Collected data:
Segment Open

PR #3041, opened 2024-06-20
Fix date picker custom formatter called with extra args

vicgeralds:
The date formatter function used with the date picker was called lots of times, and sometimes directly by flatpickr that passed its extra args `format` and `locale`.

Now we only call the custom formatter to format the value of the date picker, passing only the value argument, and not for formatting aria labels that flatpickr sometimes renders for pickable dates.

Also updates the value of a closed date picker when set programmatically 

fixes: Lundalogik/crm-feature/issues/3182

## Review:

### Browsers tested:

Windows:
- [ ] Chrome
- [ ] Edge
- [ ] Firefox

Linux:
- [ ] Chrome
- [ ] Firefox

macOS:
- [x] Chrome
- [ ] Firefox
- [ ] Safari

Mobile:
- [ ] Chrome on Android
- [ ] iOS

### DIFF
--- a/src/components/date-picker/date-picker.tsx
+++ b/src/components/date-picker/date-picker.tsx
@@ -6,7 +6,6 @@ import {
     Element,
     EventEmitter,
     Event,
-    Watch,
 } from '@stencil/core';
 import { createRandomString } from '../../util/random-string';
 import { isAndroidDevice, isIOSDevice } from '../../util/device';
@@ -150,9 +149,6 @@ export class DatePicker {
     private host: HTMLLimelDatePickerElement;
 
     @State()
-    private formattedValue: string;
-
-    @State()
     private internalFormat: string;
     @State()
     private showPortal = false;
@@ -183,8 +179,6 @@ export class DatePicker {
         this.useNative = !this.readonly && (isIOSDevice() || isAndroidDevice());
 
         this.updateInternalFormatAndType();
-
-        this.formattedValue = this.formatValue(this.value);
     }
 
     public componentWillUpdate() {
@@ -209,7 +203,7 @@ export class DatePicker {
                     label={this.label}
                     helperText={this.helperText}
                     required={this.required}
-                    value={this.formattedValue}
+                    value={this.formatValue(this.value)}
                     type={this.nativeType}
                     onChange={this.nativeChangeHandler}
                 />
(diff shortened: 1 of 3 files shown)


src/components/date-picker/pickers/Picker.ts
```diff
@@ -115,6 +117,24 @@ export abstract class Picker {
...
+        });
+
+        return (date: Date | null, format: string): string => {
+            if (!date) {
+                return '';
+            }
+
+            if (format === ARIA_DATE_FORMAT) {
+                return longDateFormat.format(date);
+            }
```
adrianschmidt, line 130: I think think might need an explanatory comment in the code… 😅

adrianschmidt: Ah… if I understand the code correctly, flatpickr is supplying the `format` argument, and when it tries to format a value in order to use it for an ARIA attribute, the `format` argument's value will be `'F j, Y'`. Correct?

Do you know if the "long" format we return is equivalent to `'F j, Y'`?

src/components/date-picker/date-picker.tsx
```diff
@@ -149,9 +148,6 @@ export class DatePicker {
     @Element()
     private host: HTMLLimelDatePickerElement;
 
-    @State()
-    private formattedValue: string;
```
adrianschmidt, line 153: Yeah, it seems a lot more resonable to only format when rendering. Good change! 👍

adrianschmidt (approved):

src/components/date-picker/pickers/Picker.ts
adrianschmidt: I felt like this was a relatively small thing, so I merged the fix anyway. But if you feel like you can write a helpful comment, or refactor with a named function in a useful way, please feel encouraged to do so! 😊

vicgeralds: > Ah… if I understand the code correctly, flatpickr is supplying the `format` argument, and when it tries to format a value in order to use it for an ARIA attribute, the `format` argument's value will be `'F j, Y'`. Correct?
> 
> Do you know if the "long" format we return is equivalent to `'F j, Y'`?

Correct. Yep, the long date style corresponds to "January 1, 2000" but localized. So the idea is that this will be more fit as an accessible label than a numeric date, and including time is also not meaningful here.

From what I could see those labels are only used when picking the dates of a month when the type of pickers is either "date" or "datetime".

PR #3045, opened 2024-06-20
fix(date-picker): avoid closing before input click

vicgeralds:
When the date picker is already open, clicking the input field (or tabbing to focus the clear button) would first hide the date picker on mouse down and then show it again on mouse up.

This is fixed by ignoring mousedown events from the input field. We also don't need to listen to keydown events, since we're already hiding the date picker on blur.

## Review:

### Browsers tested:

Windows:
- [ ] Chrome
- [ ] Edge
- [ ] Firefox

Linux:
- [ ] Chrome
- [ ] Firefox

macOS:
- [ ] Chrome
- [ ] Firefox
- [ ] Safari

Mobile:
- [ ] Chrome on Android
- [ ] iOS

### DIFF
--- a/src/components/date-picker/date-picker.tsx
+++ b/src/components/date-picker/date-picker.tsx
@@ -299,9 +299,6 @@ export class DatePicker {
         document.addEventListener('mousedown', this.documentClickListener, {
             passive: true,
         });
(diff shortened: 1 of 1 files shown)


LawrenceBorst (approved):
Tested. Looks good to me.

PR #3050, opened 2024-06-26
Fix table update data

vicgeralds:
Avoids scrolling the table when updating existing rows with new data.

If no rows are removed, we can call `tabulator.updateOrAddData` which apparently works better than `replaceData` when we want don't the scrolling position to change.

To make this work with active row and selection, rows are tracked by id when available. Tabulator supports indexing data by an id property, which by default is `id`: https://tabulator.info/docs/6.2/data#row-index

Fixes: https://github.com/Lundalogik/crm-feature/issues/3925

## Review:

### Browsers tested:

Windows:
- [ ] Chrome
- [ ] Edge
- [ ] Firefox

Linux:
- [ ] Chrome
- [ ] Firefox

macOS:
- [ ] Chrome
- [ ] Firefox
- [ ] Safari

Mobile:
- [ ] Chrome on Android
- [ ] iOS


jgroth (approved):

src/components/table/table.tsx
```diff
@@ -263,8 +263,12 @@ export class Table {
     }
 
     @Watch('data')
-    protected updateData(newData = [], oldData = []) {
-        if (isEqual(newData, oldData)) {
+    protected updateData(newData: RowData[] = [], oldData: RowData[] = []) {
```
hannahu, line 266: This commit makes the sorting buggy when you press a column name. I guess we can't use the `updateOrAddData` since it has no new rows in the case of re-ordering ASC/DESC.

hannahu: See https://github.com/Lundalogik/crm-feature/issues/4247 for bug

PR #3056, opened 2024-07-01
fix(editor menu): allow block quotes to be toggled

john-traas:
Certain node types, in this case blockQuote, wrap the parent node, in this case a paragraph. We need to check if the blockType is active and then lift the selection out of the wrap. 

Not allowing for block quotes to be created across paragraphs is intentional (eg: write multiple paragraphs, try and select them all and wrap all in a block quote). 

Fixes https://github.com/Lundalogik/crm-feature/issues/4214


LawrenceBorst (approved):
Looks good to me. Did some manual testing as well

Segment Closed
Segment Open

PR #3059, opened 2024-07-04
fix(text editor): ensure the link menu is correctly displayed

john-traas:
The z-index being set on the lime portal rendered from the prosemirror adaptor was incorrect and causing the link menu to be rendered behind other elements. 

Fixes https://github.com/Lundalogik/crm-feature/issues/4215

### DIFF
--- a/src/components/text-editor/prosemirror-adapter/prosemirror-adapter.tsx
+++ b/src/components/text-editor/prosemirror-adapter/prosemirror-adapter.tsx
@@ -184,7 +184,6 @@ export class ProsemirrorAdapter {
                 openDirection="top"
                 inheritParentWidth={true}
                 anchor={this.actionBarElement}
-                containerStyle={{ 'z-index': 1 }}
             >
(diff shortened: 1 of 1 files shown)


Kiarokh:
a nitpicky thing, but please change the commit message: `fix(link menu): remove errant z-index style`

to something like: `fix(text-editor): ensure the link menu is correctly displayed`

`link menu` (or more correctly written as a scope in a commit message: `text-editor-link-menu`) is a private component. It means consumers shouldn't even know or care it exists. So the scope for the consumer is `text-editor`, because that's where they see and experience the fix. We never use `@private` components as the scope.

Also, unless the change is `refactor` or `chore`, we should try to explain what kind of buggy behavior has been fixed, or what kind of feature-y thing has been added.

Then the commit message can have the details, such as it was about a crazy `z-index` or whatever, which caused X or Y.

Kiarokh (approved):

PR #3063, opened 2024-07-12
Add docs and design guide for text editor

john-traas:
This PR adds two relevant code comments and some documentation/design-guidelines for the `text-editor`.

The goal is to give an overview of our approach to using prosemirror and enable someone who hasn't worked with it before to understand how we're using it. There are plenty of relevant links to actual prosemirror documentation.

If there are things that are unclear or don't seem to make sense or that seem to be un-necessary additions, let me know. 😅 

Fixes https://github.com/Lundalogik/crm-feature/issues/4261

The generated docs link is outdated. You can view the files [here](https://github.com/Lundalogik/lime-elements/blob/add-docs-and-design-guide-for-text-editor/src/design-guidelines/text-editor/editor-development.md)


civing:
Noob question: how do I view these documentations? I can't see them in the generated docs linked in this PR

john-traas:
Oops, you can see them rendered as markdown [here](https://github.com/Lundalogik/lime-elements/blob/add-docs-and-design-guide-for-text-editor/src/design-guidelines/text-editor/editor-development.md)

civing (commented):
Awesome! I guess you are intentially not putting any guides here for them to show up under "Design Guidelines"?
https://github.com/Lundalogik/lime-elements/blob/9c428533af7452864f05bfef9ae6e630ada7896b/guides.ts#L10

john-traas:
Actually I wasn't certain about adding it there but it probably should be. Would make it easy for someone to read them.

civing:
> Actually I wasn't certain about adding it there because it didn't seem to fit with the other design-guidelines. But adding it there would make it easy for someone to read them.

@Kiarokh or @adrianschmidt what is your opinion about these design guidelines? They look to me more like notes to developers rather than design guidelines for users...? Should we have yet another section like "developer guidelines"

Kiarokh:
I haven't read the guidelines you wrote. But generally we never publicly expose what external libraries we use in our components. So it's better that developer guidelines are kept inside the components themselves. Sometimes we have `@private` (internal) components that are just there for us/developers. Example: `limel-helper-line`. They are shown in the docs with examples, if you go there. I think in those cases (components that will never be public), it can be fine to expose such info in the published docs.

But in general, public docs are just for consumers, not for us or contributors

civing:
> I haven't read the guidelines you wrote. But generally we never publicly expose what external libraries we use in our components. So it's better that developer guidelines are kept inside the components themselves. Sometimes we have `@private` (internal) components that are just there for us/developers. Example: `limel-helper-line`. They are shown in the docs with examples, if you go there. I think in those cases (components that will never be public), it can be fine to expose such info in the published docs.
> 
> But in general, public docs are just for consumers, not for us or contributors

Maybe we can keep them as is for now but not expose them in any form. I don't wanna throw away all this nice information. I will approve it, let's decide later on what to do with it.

Segment Closed

**WHAT TO DO**
Return, from the data above, each line in which the string "already" appears.

**RESPONSE TO THE EXERCISE**
When the date picker is already open, clicking the input field (or tabbing to focus the clear button) would first hide the date picker on mouse down and then show it again on mouse up.
This is fixed by ignoring mousedown events from the input field. We also don't need to listen to keydown events, since we're already hiding the date picker on blur.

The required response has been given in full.